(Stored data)
PR #178, opened 2021-10-10
SNAP amount

MaxGhenis:
Maximum allotment


MaxGhenis:
Merging so we can move ahead with variables, but we might want to revisit the `main`/`additional` elements

PR #194, opened 2021-10-16
CCDF for New York

tolaouk:
Adding CCDF eligibility parameters and variables for New York


MaxGhenis:
Ah actually the rates vary by county as well, per https://ocfs.ny.gov/main/policies/external/OCFS_2016/LCMs/16-OCFS-LCM-18.pdf#page=14

Though that report is from 2016, we should use a newer one.

These market rates aren't in the PRD, so we should also see how they do it.

openfisca_us/variables/finance/benefit/ccdf.py
```diff
@@ -0,0 +1,130 @@
...
+    entity = SPMUnit
+    definition_period = YEAR
+    documentation = ""
+
+    def formula(spm_unit, period, parameters):
+        # Get state and poverty ratio for SPM unit.
+        state = spm_unit("spm_unit_state", period)
+        assets = spm_unit("spm_unit_assets", period)
+        # Get parameters.
+        p_asset_limit = parameters(period).benefit.CCDF.eligibility.assets[
```
MaxGhenis, line 18:
```suggestion
        p_asset_limit = parameters(period).benefit.ccdf.eligibility.assets[
```
Once #229 is merged, all variables and parameters will be lowercase, so you'll need to update a few places here.

openfisca_us/parameters/benefit/CCDF/eligibility.yaml
```diff
@@ -0,0 +1,19 @@
+description: CCDF eligibility by income and assets.
+
+initial_income:
```
MaxGhenis, line 3: Make `eligibility` a folder and add an `income.yaml` file for initial and continuous eligibility by state and household size

openfisca_us/variables/finance/benefit/ccdf.py
```diff
@@ -1,6 +1,133 @@
...
+
+
+class ccdf_max_benefit_per_child(Variable):
+    value_type = float
+    entity = SPMUnit
+    definition_period = YEAR
+    documentation = ""
+
+
+class ccdf_child_age(Variable):
```
MaxGhenis, line 88: delete

MaxGhenis:
@tolaouk we can close this now right?

tolaouk:
> @tolaouk we can close this now right?

yes we can close this. @MaxGhenis

PR #195, opened 2021-10-17
Move state and state_group to household entity

MaxGhenis:


openfisca_us/variables/finance/benefit/school_meals.py
```diff
@@ -14,7 +15,9 @@ class school_meal_subsidy(Variable):
 
     def formula(spm_unit, period, parameters):
         # Get state and poverty ratio for SPM unit.
-        state_group = spm_unit("spm_unit_state_group", period)
+        state_group = spm_unit.value_from_first_person(
```
MaxGhenis, line 18: @nikhilwoodruff I think this is where tests are breaking. How does one get household-level variables for a SPM unit? I tried adapting some code from openfisca-uk here but it's not working.

nikhilwoodruff: I filed this a while ago in core: https://github.com/openfisca/openfisca-core/issues/1041 - the solution is in the first snippet, but I think the second snippet would be much better, will see if I should submit a pull request.

MaxGhenis: That approach breaks as it returns `[0]` as `state_group`:
```
state_group = spm_unit.value_from_first_person(
    spm_unit.members.household("state_group", period)
)
```

nikhilwoodruff: Oh yeah, I remember there's a few places in openfisca-uk where we have to use Series objects and groupbys, because the value_from_first_person doesn't preserve the Enum attributes.

MaxGhenis: Adding `decode_to_str` worked!

openfisca_us/tests/baseline/finance/benefit/school_meals.yaml
```diff
@@ -10,13 +10,15 @@
...
+        poverty_ratio: 0
+    households:
+      household:
+        state_group: CONTIGUOUS_US
   output:
     school_meal_subsidy: 180 * (3.66 + 1.97)
 
 
-- name: Low income, one parent, one child, contiguous_US
+- name: Low income, one parent, one child, contiguous_US (defined as default)
```
MaxGhenis, line 21: This test breaks without defining `state_group` explicitly. @nikhilwoodruff should this work?

MaxGhenis: Specifying the members of the household doesn't fix the error, but it does goes away if I specify `state_group` in the household, as per the other tests.

nikhilwoodruff:
@MaxGhenis Not sure if I've fixed all the bugs but found one - it was to do with the Enum value type needing some non-obvious encode/decode calls. I think the State variable should be an Enum here too - made a start to pass the tests.

MaxGhenis:
Thanks, I needed the `[0]` to get it working in previous runs. I'll add the remaining state codes.

openfisca_us/variables/demographic/household.py
```diff
@@ -32,3 +33,104 @@ class is_household_head(Variable):
...
+    definition_period = ETERNITY
+
+
+class StateGroup(Enum):
+    CONTIGUOUS_US = "Contiguous US"
+    AK = "Alaska"
+    HI = "Hawaii"
+    GU = "Guam"
+    PR = "Puerto Rico"
+    # Omit other territories for now.
```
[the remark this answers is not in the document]
MaxGhenis: The CPS only has the 50 states and DC. If any new ones show up, the current logic will slot them into CONTIGUOUS_US. To avoid that, we'd have to make a list of all the states, which I guess we could do but ideally I think we'd use something like the us package to automate it.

WORK ORDER
Among the entries above, identify all lines with "have" and copy them.

RESPONSE
nikhilwoodruff: Oh yeah, I remember there's a few places in openfisca-uk where we have to use Series objects and groupbys, because the value_from_first_person doesn't preserve the Enum attributes.
MaxGhenis: The CPS only has the 50 states and DC. If any new ones show up, the current logic will slot them into CONTIGUOUS_US. To avoid that, we'd have to make a list of all the states, which I guess we could do but ideally I think we'd use something like the us package to automate it.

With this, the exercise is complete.